Oleh: Prof. Dr. Mukhtar Latif, M.Pd. (Guru Besar UIN STS Jambi)
Hari Ayah Nasional
Tanggal 12 November diperingati sebagai Hari Ayah Nasional. Momen refleksi ini hadir di tengah pengaruh dan gerusan budaya global dan digital yang secara perlahan mendefinisikan ulang peran domestik seorang laki-laki. Di era post-modern ini, identitas ayah mengalami dualisme krisis: dituntut menjadi penyedia finansial sekaligus figur emosional yang hadir di rumah.
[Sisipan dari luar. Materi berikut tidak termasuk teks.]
PR #221, opened 2026-06-30
added feature to support additional network on virtbmc pod

### LINKED ISSUE #150: [FEATURE] Enabling virtual BMCs to connect to networks other than the default pod network.

The claim "out-of-band management of KubeVirt virtual machines" becomes less appealing when all operations are still performed on the default pod network. Although users can expose BMC access endpoints to the external via Ingress or Gateway APIs (not yet explored!), this may not always be the case. Because BMCs are usually vulnerable and have high privileges (direct control over hardware), they are typically resident in an isolated network. Such a network is unlikely to be reachable from the other, but the provisioning tools.

A typical use case would be to run both the to-be-provisioned virtual machines and their virtual BMCs in separate networks, and to have the provisioning stack reach both networks to conduct out-of-band management and provisioning tasks, respectively.

Make VirtualMachineBMC CRD supports specifying the network (NetworkAttachmentDefinition) that the instantiated virtual BMC pods should attach to. This would require [Multus](https://github.com/k8snetworkplumbingwg/multus-cni) as a dependency.

With CNI such as Kube-OVN, pods can attach to user-defined Subnets, enabling even versatile use cases. For instance, with properly configured Kube-OVN Subnets, the user creates VirtualMachine and VirtualMachineBMC resources under the `production` namespace, [the instantiated virtual BMC pod will be automatically attached to the Subnet that associated with the namespace](https://kubeovn.github.io/docs/v1.15.x/en/guide/subnet/#create-pod-in-the-subnet). On the other hand, [VirtualMachine can attach to a different Subnet through properly configured NetworkAttachmentDefinition](https://kubeovn.github.io/docs/v1.15.x/en/advance/multi-nic/?h=networkattachment#usage).

**Additional context**

N/A

devenkulkarni:
This implementation adds a single additional network via spec.networkRef, preserving the default Pod network. The controller recreates the virtBMC Pod when networkRef changes because Pod network attachments are immutable.

Fixes #150

### DIFF
--- a/internal/controller/virtualmachinebmc/controller.go
+++ b/internal/controller/virtualmachinebmc/controller.go
@@ -507,7 +507,7 @@ func podNetworkRef(pod *corev1.Pod) string {
 // reconcileNetworkChange detects a mismatch between the spec's NetworkRef and
 // the annotation stamped on the existing pod. Since pod networking is immutable,
 // the pod must be recreated when the network attachment changes.
-func (r *VirtualMachineBMCReconciler) reconcileNetworkChange(ctx context.Context, virtualMachineBMC *bmcv1.VirtualMachineBMC) (requeue bool, err error) {
+func (r *VirtualMachineBMCReconciler) reconcileNetworkChange(ctx context.Context, virtualMachineBMC *bmcv1.VirtualMachineBMC) (deleted bool, err error) {
 
 	log := log.FromContext(ctx)
 
@@ -611,7 +611,7 @@ func (r *VirtualMachineBMCReconciler) Reconcile(ctx context.Context, req ctrl.Re
 		return ctrl.Result{}, err
 	}
 	if deleted {
-		return ctrl.Result{Requeue: true}, nil
+		return ctrl.Result{}, nil
 	}
 
 	// Prepare the virtBMC Pod
--- a/internal/controller/virtualmachinebmc/controller.go
+++ b/internal/controller/virtualmachinebmc/controller.go
@@ -140,17 +140,23 @@ func (r *VirtualMachineBMCReconciler) constructPodFromVirtualMachineBMC(virtualM
 		secretName = virtualMachineBMC.Spec.AuthSecretRef.Name
 	}
 
+	annotations := map[string]string{
+		EnableIPMIAnnotation: strconv.FormatBool(specIPMIEnabled(&virtualMachineBMC.Spec)),
+	}
+
+	if virtualMachineBMC.Spec.NetworkRef != "" {
+		annotations[MultusNetworksAnnotation] = virtualMachineBMC.Spec.NetworkRef
+	}
+
 	pod := &corev1.Pod{
 		ObjectMeta: metav1.ObjectMeta{
 			Labels: map[string]string{
 				VirtualMachineBMCNameLabel: virtualMachineBMC.Name,
 				VMNameLabel:                virtualMachineBMC.Spec.VirtualMachineRef.Name,
 			},
-			Annotations: map[string]string{
-				EnableIPMIAnnotation: strconv.FormatBool(specIPMIEnabled(&virtualMachineBMC.Spec)),
-			},
-			Name:      name,
-			Namespace: virtualMachineBMC.Namespace,
+			Annotations: annotations,
+			Name:        name,
+			Namespace:   virtualMachineBMC.Namespace,
 		},
 		Spec: corev1.PodSpec{
 			ServiceAccountName: serviceAccountName,
@@ -486,6 +492,52 @@ func (r *VirtualMachineBMCReconciler) reconcileIPMIChange(ctx context.Context, v
 	return true, nil
 }
 
+func specNetworkRef(spec *bmcv1.VirtualMachineBMCSpec) string {
+	return spec.NetworkRef
+}
+
+func podNetworkRef(pod *corev1.Pod) string {
+	if pod == nil {
+		return ""
+	}
+
+	return pod.Annotations[MultusNetworksAnnotation]
+}
+
+// reconcileNetworkChange detects a mismatch between the spec's NetworkRef and
+// the annotation stamped on the existing pod. Since pod networking is immutable,
+// the pod must be recreated when the network attachment changes.
+func (r *VirtualMachineBMCReconciler) reconcileNetworkChange(ctx context.Context, virtualMachineBMC *bmcv1.VirtualMachineBMC) (requeue bool, err error) {
+
+	log := log.FromContext(ctx)
+
+	pod, err := r.getVirtBMCPod(ctx, virtualMachineBMC)
+	if err != nil {
+		return false, err
+	}
+
+	if pod == nil {
+		return false, nil
+	}
+
+	currentNetworkRef := podNetworkRef(pod)
+	desiredNetworkRef := specNetworkRef(&virtualMachineBMC.Spec)
+
+	if currentNetworkRef == desiredNetworkRef {
+		return false, nil
+	}
+
+	log.Info("networkRef changed, replacing pod",
+		"currentNetworkRef", currentNetworkRef,
+		"desiredNetworkRef", desiredNetworkRef)
+
+	if err := r.deleteVirtBMCPod(ctx, virtualMachineBMC); err != nil {
+		return false, err
+	}
+
+	return true, nil
+}
+
 //+kubebuilder:rbac:groups=kubevirt.io,resources=virtualmachines,verbs=get;list;watch;update;patch
 //+kubebuilder:rbac:groups=kubevirt.io,resources=virtualmachineinstances,verbs=get;list;watch;delete
 //+kubebuilder:rbac:groups=bmc.kubevirt.io,resources=virtualmachinebmcs,verbs=get;list;watch;create;update;patch;delete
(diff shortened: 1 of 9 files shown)


devenkulkarni:
I have not added/updated anything in *_test.go yet cause I might need some help with that, although I have tested this locally in a kind cluster.

anishbista60:
> I have not added/updated anything in *_test.go yet cause I might need some help with that, although I have tested this locally in a kind cluster.


Thanks for the PR. Leave this PR with me. I will take care by tomorrow evening. I am not able see the changes properly via phone lol 🥲

internal/controller/virtualmachinebmc/controller.go
```diff
@@ -486,6 +492,52 @@ func (r *VirtualMachineBMCReconciler) reconcileIPMIChange(ctx context.Context, v
...
+		return ""
+	}
+
+	return pod.Annotations[MultusNetworksAnnotation]
+}
+
+// reconcileNetworkChange detects a mismatch between the spec's NetworkRef and
+// the annotation stamped on the existing pod. Since pod networking is immutable,
+// the pod must be recreated when the network attachment changes.
+func (r *VirtualMachineBMCReconciler) reconcileNetworkChange(ctx context.Context, virtualMachineBMC *bmcv1.VirtualMachineBMC) (requeue bool, err error) {
```
anishbista60:
```suggestion
func (r *VirtualMachineBMCReconciler) reconcileNetworkChange(ctx context.Context, virtualMachineBMC *bmcv1.VirtualMachineBMC) (deleted bool, err error) {
```

internal/controller/virtualmachinebmc/controller.go
```diff
@@ -554,6 +606,14 @@ func (r *VirtualMachineBMCReconciler) Reconcile(ctx context.Context, req ctrl.Re
 		return ctrl.Result{}, err
 	}
 
+	deleted, err = r.reconcileNetworkChange(ctx, &virtualMachineBMC)
+	if err != nil {
+		return ctrl.Result{}, err
+	}
+	if deleted {
+		return ctrl.Result{Requeue: true}, nil
```
anishbista60:
```suggestion
		return ctrl.Result{}, nil
```

Since, controller is setup with `Owns(&corev1.Pod{})`, next reconcile loop will recreate the pod automatically. 

Same changes is also required for `reconcileIPMIChange` that I missed at that time :)

anishbista60 (commented):
Thanks for PR. We need to update the controller_test.go file and further e2e test for the controller at https://github.com/kubevirtbmc/kubevirtbmc/blob/main/test/virtbmc-controller/controller_test.go

anishbista60:
Did you verified this part  https://github.com/kubevirtbmc/kubevirtbmc/issues/150#issuecomment-4677872803 ?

Tekanan media sosial dan nilai-nilai global seringkali menciptakan ekspektasi peran yang tidak realistis. Widodo (2024) dalam perspektif psikologi keluarga Islam menyoroti bagaimana arus globalisasi menuntut adaptasi peran yang masif. Lebih lanjut, Burton (2020) mencatat bahwa tekanan ini memaksa ayah modern untuk menyeimbangkan antara penyedia finansial dan influencer moral.
Maka, pertanyaan fundamentalnya adalah: Masihkah Ayah menjadi teladan, pemimpin, tulang punggung, dan pelindung kedamaian keluarga di tengah pusaran digital ini?
Esai ini bertujuan merefleksi fungsi esensial ayah dalam perspektif Islam, meninjau ulang kedudukannya dari warisan keilmuan klasik hingga kontemporer, seraya mengambil pelajaran dari kisah-kisah kenabian sebagai panduan parenting di abad ke-21.
Teori Islam Klasik, Kontemporer, dan Pandangan Sufi
Pandangan Islam tentang ayah melampaui sekadar penyedia nafkah; ia ditegaskan dalam kerangka wilayah (kepemimpinan) dan qawwamah (pemeliharaan).
Secara klasik, ulama seperti Imam Al-Ghazali dalam Ihya’ Ulumiddin menempatkan ayah sebagai Murabbi (pendidik) dan Mu’addib (pembentuk adab). Al-Ghazali (2009) menegaskan bahwa tanggung jawab pendidikan spiritual dan moral anak sejak dini terletak di pundak ayah, menjadikannya gerbang pertama spiritualitas keluarga.
Dalam konteks kontemporer, model ini diperkuat oleh Abdullah Nashih Ulwan (2004) yang merangkum tujuh pilar utama peran ayah. Implementasi model tersebut saat ini diuji oleh kehadiran Generasi Alpha dan kondisi pascapandemi. Pratama (2022) menekankan pentingnya peran ayah dalam pembentukan karakter anak di tengah perubahan sosial yang sangat cepat ini.
Dimensi sufistik memberikan kedalaman spiritual. Bagi kaum Sufi, ayah diposisikan sebagai Mursyid (pembimbing spiritual) pertama. Said (2020) menghubungkan pandangan sufi ini dengan subjek modernitas, di mana pencarian sakinah (kedamaian batin) ayah adalah kunci utama untuk membawa inner peace ke dalam keluarga yang berada dalam chaotic digital world. Kedamaian internal (sakinah) ayah menjadi prasyarat untuk memimpin.